I'll go and look for one, but don't stay awake waiting for me to come back.
What's an old goat like you want with a virgin, anyway?"
I was squinting along the edge of my new blade, admiring it. "Blood. Don't you
remember? The ancient smiths used to quench their new blades in virgin blood,
for purity."
"I didn't know that! Are you serious?"
I looked at him. "That's what the legends say. They believed that
blood-quenching  virgin blood, of course  would impart the secret essence of
the white iron."
"Horse turds!" His voice was rich with scorn. "Anybody with a brain knows it's
the charcoal that makes the difference."
I put the blade down. "You know that, Equus, and I know it, but the ancients
didn't. Not for centuries."
He came to my side and picked the blade up, squinting at it critically,
looking for flaws that weren't there. "Looks good, Publius. How are you going
to hilt it?"
I hadn't told him about the cross-hilt idea in my mind. "Oh, I've got a few
ideas. First I have to temper it.
I wonder if it will have a shine?"
"It has already, look! You can see it, can't you?" He angled the blade into
the light.
I nodded. "There's something there, all right, but I'd hardly call it a shine,
Equus."
"Then don't! But I'm telling you, that's what your dagger looked like at this
stage, and I've never seen another piece of metal look like this, have you?"
I shook my head. "No, I have to admit I haven't."

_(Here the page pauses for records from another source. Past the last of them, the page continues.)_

PR #20, opened 2020-12-01
Better checkpointing/fault tolerance + tests

krfricke:
Better checkpoint handling. Instead of writing local checkpoints, this PR sends checkpoints from one worker via the queue to the driver. This is effectively checkpointing via the object store, thus no longer requiring local temp files.

It is not straightforward to load a checkpoint into Rabit, so this way seems to be the most versatile way to make sure each worker has access to the latest checkpoint.

Todos (possibly in follow-up PRs): 
- Multinode release test
- Save last checkpoint on driver on fail if maximum number of restarts is exceeded

### DIFF
--- a/xgboost_ray/main.py
+++ b/xgboost_ray/main.py
@@ -383,6 +383,7 @@ def _train(params: Dict,
            evals=(),
            ray_params: RayParams,
            _checkpoint: _Checkpoint,
+           _additional_results: Dict,
            **kwargs) -> Tuple[xgb.Booster, Dict, Dict]:
     _assert_ray_support()
 
@@ -458,7 +459,11 @@ def _train(params: Dict,
         for actor in actors
     ]
 
-    callback_returns = [list() for _ in range(len(actors))]
+    callback_returns = _additional_results.get("callback_returns")
+    if callback_returns is None:
+        callback_returns = [list() for _ in range(len(actors))]
+        _additional_results["callback_returns"] = callback_returns
+
     try:
         not_ready = fut
         while not_ready:
@@ -486,10 +491,9 @@ def _train(params: Dict,
     res: Dict[str, Any] = ray.get(fut[0])
     bst = res["bst"]
     evals_result = res["evals_result"]
-    additional_results = {}
 
     if callback_returns:
-        additional_results["callback_returns"] = callback_returns
+        _additional_results["callback_returns"] = callback_returns
 
     all_res = ray.get(fut)
     total_n = sum(res["train_n"] or 0 for res in all_res)
@@ -499,7 +503,7 @@ def _train(params: Dict,
 
     _shutdown(remote_workers=actors, queue=queue, force=False)
 
-    return bst, evals_result, additional_results
+    return bst, evals_result, _additional_results
 
 
 def train(params: Dict,
@@ -563,6 +567,7 @@ def train(params: Dict,
 
     tries = 0
     checkpoint = _Checkpoint()
+    current_results = {}
     while tries <= max_actor_restarts:
         try:
             bst, train_evals_result, train_additional_results = _train(
@@ -572,6 +577,7 @@ def train(params: Dict,
                 evals=evals,
                 ray_params=ray_params,
                 _checkpoint=checkpoint,
+                _additional_results=current_results,
                 **kwargs)
             break
         except RayActorError:
--- a/xgboost_ray/main.py
+++ b/xgboost_ray/main.py
@@ -473,7 +473,7 @@ def _train(params: Dict,
                     if isinstance(item, Callable):
                         item()
                     elif isinstance(item, _Checkpoint):
-                        _checkpoint.__dict__ = item.__dict__
+                        _checkpoint.__dict__.update(item.__dict__)
                     else:
                         callback_returns[actor_rank].append(item)
             ready, not_ready = ray.wait(not_ready, timeout=0)
--- a/xgboost_ray/main.py
+++ b/xgboost_ray/main.py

He dropped it with a clang. "Well then, get on with edging it. It won't temper
itself."
He walked away and I picked the blade up again and started to scale it with a
file, whistling under my breath and feeling good about life in general. We had
been untroubled by raiders of any kind throughout the autumn. The walls of our
fort were completely finished in some places, and the new Council Hall was
nearly completed, too, lacking only the thatching of a portion of the roof.
The new year coming would be the eleven hundred and fifty-fourth year of Rome,
but it would be the four hundredth year of the Christian era, and the usage of
the latter method of marking time was increasing rapidly. This new year, then,
would mark either the close of a century or the beginning of a new one. I had
heard arguments over which was which: was 400 the last of the old or the first
of the new? Personally, I did not care; the year ahead looked good for the
Colony.
I suddenly remembered something  I've no idea what prompted the memory  and
reached into my scrip for the shell I had picked up from the dining table the
night before. My fingers found it and I placed it delicately on the work-bench [ Pobierz całość w formacie PDF ]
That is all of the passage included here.